There are important limitations to this study that should be acknowledged. Although we matched for variables (sex, period of birth, and birthweight) that previously have shown to affect BPD (33
), there may be unidentified variable influencing the results of a case controlled retrospective study. While we felt matching for the above variables was clinically relevant, we acknowledge potential bias in case selection in a retrospective analysis. The cohort of this study represents approximately 46% and 23% of BPD and no BPD infants, respectively, available from our NICU. Despite our matching of the above variables, there were group differences in gestational age and trends in differences in race. Racial differences in the development of BPD have been previously reported and matching on race would have made it impossible to attain a reasonable sample size (35
). The lower gestational age and race were adjusted for in the logistic regressions. We also are aware that there are other criteria being used by some to define BPD, such as an oxygen challenge reduction test (36
). This methodology was not being performed at the time period of our study and our definition of oxygen use at 36 weeks PMA is within the scope of the National Institute of Health consensus conference definition of BPD (37
We also recognize the variability of immunohistochemical staining and the subjectivity of grading. To allow for a more accurate statistical analysis, each batch of staining consisted of patients with BPD and their matched controls, in addition to a standard reference control. The scoring system used for determining the extent of staining was qualitative rather than quantitative; ideally a system that determines extent of cytokine staining both in terms of placental area involved and degree of staining would be desirable. In spite of this, the analysis of inter-observer reliability was reassuring with a kappa value of 0.82. In addition, the categorical analysis of our data as either “no staining” or “any staining” also decreased subjectivity.

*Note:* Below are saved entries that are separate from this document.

PR #12, opened 2017-02-15
GEODE-2309: Remove or ignore apache-rat flagged files

dgkimura:
`resolv.config` used to work around Solaris SPARC networking issues on a local OpenStack instance.  It should not be needed going forward.

### DIFF
--- a/.ratignore
+++ b/.ratignore
@@ -23,10 +23,12 @@
 
 # expect script
 .*changepasswd$
+.*winrm.cloud-init$
 
 # doxygen
 .*package-list$
 .*testframeworkdox.txt$
+docs
 
 # patches
 .*patches$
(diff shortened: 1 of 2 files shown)


.ratignore
```diff
@@ -23,10 +23,12 @@
 
 # expect script
 .*changepasswd$
+.*winrm.cloud-init$
 
 # doxygen
 .*package-list$
 .*testframeworkdox.txt$
+docs
```
pivotal-jbarrett: This will match any file with "docs" in it. Seems like a rather greedy regex.

dgkimura: Good point.

However, I tested that this seems to work.  I created a file `somedocs` and `docsblah`, both without licenses.  When I ran `rat` it flagged both of those files, which would make it seem like it doesn't treat this change as a regex?

I couldn't seem to find apache-rat documentation for their regex.  If you know where they are could you point me to them?

`$ java -jar ~/tools/apache-rat-0.12/apache-rat-0.12.jar --dir . --exclude-file .ratignore`

```
*****************************************************

 Printing headers for text files without a valid license header...
 
=====================================================
== File: ./docsblah
=====================================================
no license

=====================================================
== File: ./somedocs
=====================================================
no license

=====================================================
```

pivotal-jbarrett: Hmm.. ok.

PR #15, opened 2017-02-16
GEODE-2484: Fix snprintf error. Need #include <cstdio>.

mmartell:


mmartell:
Whoops. Forgot to format. Fixing now.

src/cppcache/src/TcrMessage.hpp
```diff
@@ -1135,7 +1137,7 @@ class TcrMessageHelper {
         return EXCEPTION;
       } else {
         char exMsg[256];
-        std::snprintf(
+        snprintf(
```
dgkimura: Why are you removing the namespace specifier here?

metatype:
Did you tag the wrong JIRA issue?  I don't see anything related to GEODE-2484.

mmartell:
David,

I had to remove the std:: to get it to build on Windows. I tested my fix on
Windows and Mac only.

src/cppcache/src/TcrMessage.hpp
```diff
@@ -1114,10 +1116,10 @@ class TcrMessageHelper {
     } else if (!isObj) {
       // otherwise we're currently always expecting an object
       char exMsg[256];
-      std::snprintf(exMsg, 255,
-                    "TcrMessageHelper::readChunkPartHeader: "
-                    "%s: part is not object",
-                    methodName);
+      snprintf(exMsg, 255,
```
pivotal-jbarrett: If you had to remove std:: to make this work then it isn't working like you think it is. Let's figure out why and fix correctly,

mmartell:
Something is screwed up in our #includes. TcrMessage.cpp compiles fine
leaving the std:: in there. However, other classes that include it don't
compile (like Distributed System).

I'd rather spend time switching to newer constructs (<stream> and
<upstream>). Simple change, and for now we can convert the streamstrimg
back to char* when passing to logger.

src/cppcache/src/TcrMessage.hpp
```diff
@@ -20,6 +20,10 @@
  * limitations under the License.
  */
 
+//#include <cstdio>
```
dgkimura: No need for this line in current revision.

src/cppcache/src/TcrMessage.hpp
```diff
@@ -1113,12 +1117,11 @@ class TcrMessageHelper {
...
-      char exMsg[256];
-      std::snprintf(exMsg, 255,
-                    "TcrMessageHelper::readChunkPartHeader: "
-                    "%s: part is not object",
-                    methodName);
-      LOGDEBUG("%s ", exMsg);
+
+      std::stringstream s;
+      s << "TcrMessageHelper::readChunkPartHeader: " << methodName << ": part is not object\n";
+      LOGDEBUG("%s ", s.str().c_str());
```
dgkimura: I find this line a little suspicious.  If I understand correctly, `stringstream.str()` will return a temporary string object and then `c_str()` will return a pointer to that temporary object.  Then it seems like it may be possible that temporary string is freed after the expression is evaluated.  And then we would be referencing a freed object inside `LOGDEBUG` which would lead to undefined behavior.  If I am misunderstanding then please educate me how this works and why you chose to do it!  :)

pivotal-jbarrett: Good question. I am still fascinated as to why std::snprintf isn't working correctly on Windows too.

PR #17, opened 2017-02-17
GEODE-2440: Switch hashcode() return type.

mmartell:
- Convert from uint32_t to int32_t to match server.


pivotal-jbarrett:
Please close this pull request and resubmit when you have cleaned up all the places that use hashcode.

mmartell:
Close for now. Resubmit after implementing jbarrett's recommendations.

PR #18, opened 2017-02-17
Revert "GEODE-2484 Replace ace calls to standard functions"

dgkimura:
Revert build break on VS 2013 which does not have complete
C++11 features, e.g. std::snprintf.

This reverts commit d4e0a8447b1e54d5c34a35069bc24a30d8258e2e.


echobravopapa:
Wise choice, this can revisited in the future when the community has more time and inclination to make the jump to a toolchain with complete or more complete C++11 support.

PR #19, opened 2017-02-17
GEODE-2508: Inital work on making lib names generic.

echobravopapa:
Just a sneak peak, I think I may have a couple tweaks/additions next week.


src/cppcache/integration-test/CMakeLists.txt
```diff
@@ -21,7 +21,7 @@ target_link_libraries(${TEST_UTILS_LIB}
   PRIVATE
     ACE
   PUBLIC
-    apache-geode
+    ${PRODUCT_LIB_NAME}
```
pivotal-jbarrett: Rather than changing the target name of the library throughout CMake by using a variable I suggest just controlling the output name of the binary using the OUTPUT_NAME property.

set_target_properties(apache-geode PROPERTIES OUTPUT_NAME ${PRODUCT_LIB_NAME})

This way the target stays "apache-geode" but the results of the output will be adjusted.

echobravopapa:
Closing to take different approach.

PR #21, opened 2017-02-22
GEODE-2441: Remove pdx auto serializer from core sources

dgkimura:
Purpose of this pull-request is to simplify core dependencies and core source size by removing PdxAutoSerializer and related tests.  Reasoning is that PdxAutoSerializer is more of a standalone utility project that adds nearly 40,000 lines of extra complexity.

A followup change will be to move PdxAutoSerializer as a stand-alone utility either into a `contrib` directory in `geode-native` repo or somewhere inside `geode-examples` repo.


davinash:
LGTM

PR #23, opened 2017-02-22
GEODE-2478: Replace gf with geode.

PivotalSarge:
- Rename directories and files with gf into their name to
  instead use geode and update all references thereto.
- Ensure formatting style guide compliance.
- Elide duplicate GEODE_ from include guards.


PivotalSarge:
Good idea. I think you're right about redundancies. I'll look into that.

Sarge

PR #24, opened 2017-02-22
GEODE-2508: Initial work on new approach to generic lib naming.

echobravopapa:
Keeping the changes to CppCacheLibrary.cpp - did not, yet, find a CMake way to do it more seamlessly.

### DIFF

Our findings support a “cytokine balance” theory. Logistic regression analysis shows an independent association between IL-10 and BPD. This suggests that a baseline inflammation is present, but the absence of anti-inflammatory mediators in the placenta may initiate fetal inflammatory responses. We feel that this study is important as it presents a prenatal or antenatal environment that may ultimately affect the postnatal course of an infant. Further studies of placental examination may allow us to better identify those premature infants at increased risk for particular morbidities.